Sockets runtime: replace fatal errors with markPlaceDead.

x10-lang / x10

Core implementation of X10 programming language including compiler, runtime, class libraries, sample programs and test suite

Eclipse Public License 1.0

71 stars 15 forks source link

Sockets runtime: replace fatal errors with markPlaceDead. #21

Closed shamouda closed 7 years ago

shamouda commented 7 years ago

In x10rt_sockets.cc mark place dead when a read/write error is detected instead of throwing a fatal error

dgrove-oss commented 7 years ago

@bherta could you review this?

bherta commented 7 years ago

Is there an issue somewhere that describes why this change was needed? If I remember correctly, the fatal_error() method just prints out a message, it doesn't cause the program to exit.
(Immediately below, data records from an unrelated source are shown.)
PR #1506, opened 2025-02-17
fix dashboard for alert

QuentinBisson:

---
This PR fixes the dashboard that is linked with this alert

### Checklist

- [ ] Update CHANGELOG.md

### DIFF
--- a/CHANGELOG.md
+++ b/CHANGELOG.md
@@ -7,6 +7,10 @@ and this project adheres to [Semantic Versioning](https://semver.org/spec/v2.0.0
 
 ## [Unreleased]
 
+### Fixed
+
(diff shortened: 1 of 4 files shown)


TheoBrigitte (approved):

QuentinBisson:
@TheoBrigitte I agree but the alert is about object store which is also targetting the compactors for instance so I think the alert should point to the Object Store dashboard and the ops-recipe should point to other useful dashboards. WDYT?

TheoBrigitte:
> @TheoBrigitte I agree but the alert is about object store which is also targetting the compactors for instance so I think the alert should point to the Object Store dashboard and the ops-recipe should point to other useful dashboards. WDYT?

Yes agreed.

PR #1519, opened 2025-02-25
add-first-loki-alert

QuentinBisson:

---
Towards: https://github.com/giantswarm/roadmap/issues/3680

This PR tries to add an inital log based alert to dectect CIDRNotAvailable events.

@fiunchinho I iwll deploy this on golem, do you think you could trigger those events there?

### Checklist

- [x] Update CHANGELOG.md


fiunchinho:
Nice! Ping me in slack when you need it and I'll trigger it

fiunchinho:
Recipe added here https://github.com/giantswarm/giantswarm/pull/32750

fiunchinho (approved):

QuentinBisson:
Log based alerting is currently blocked by https://github.com/giantswarm/shared-configs/pull/231 and https://github.com/giantswarm/observability-operator/pull/279 (using the giantswarm tenant instead of anonymous on mimir) but we also need to figure out how to add installation level labels like the pipeline

TheoBrigitte (approved):

QuentinBisson:
It's not ignored by the runbook scripts but it might bé ignored by the others that's true. I added an issue to add unit tests support but we might have to fix all ci tooling 🤔

hervenicol:
Loki alerts will generate some constant S3 traffic from loki.
With Mimir, this was a cost issue that we fixed with memcached.

When we release alerts for logs, how will we monitor that?
Do we have a kill switch in case it goes wrong?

Marking of places as dead should already be happening in the buffer flushing step, so explicitly marking them as dead slightly earlier, as in this PR, may be of benefit, but I'm not sure about that. I do see that some missing pthread_unlock calls were added in x10rt_net_send_get & put, so that's good by itself.

shamouda commented 7 years ago

Sometimes when I kill places, the socket runtime hangs after printing fatal errors such as"sending GET x10rt_msg_pass.type" or "reading x10rt_msg_params.len". Marking a place dead where these messages were printed seemed to fix that hanging.

bherta commented 7 years ago

I can see that. The "sending GET" message was an example where the unlock was missing. And if there is an error partway through the read, as in "reading x10rt_msg_params.len", then there may be some data stuck in the read buffers. I could see it getting stuck re-reading partial data without the marking of the place as dead.

While I think there are more changes here than are necessary to fix the bug, I don't think any of this is harmful, so I'm fine if we want to merge this in.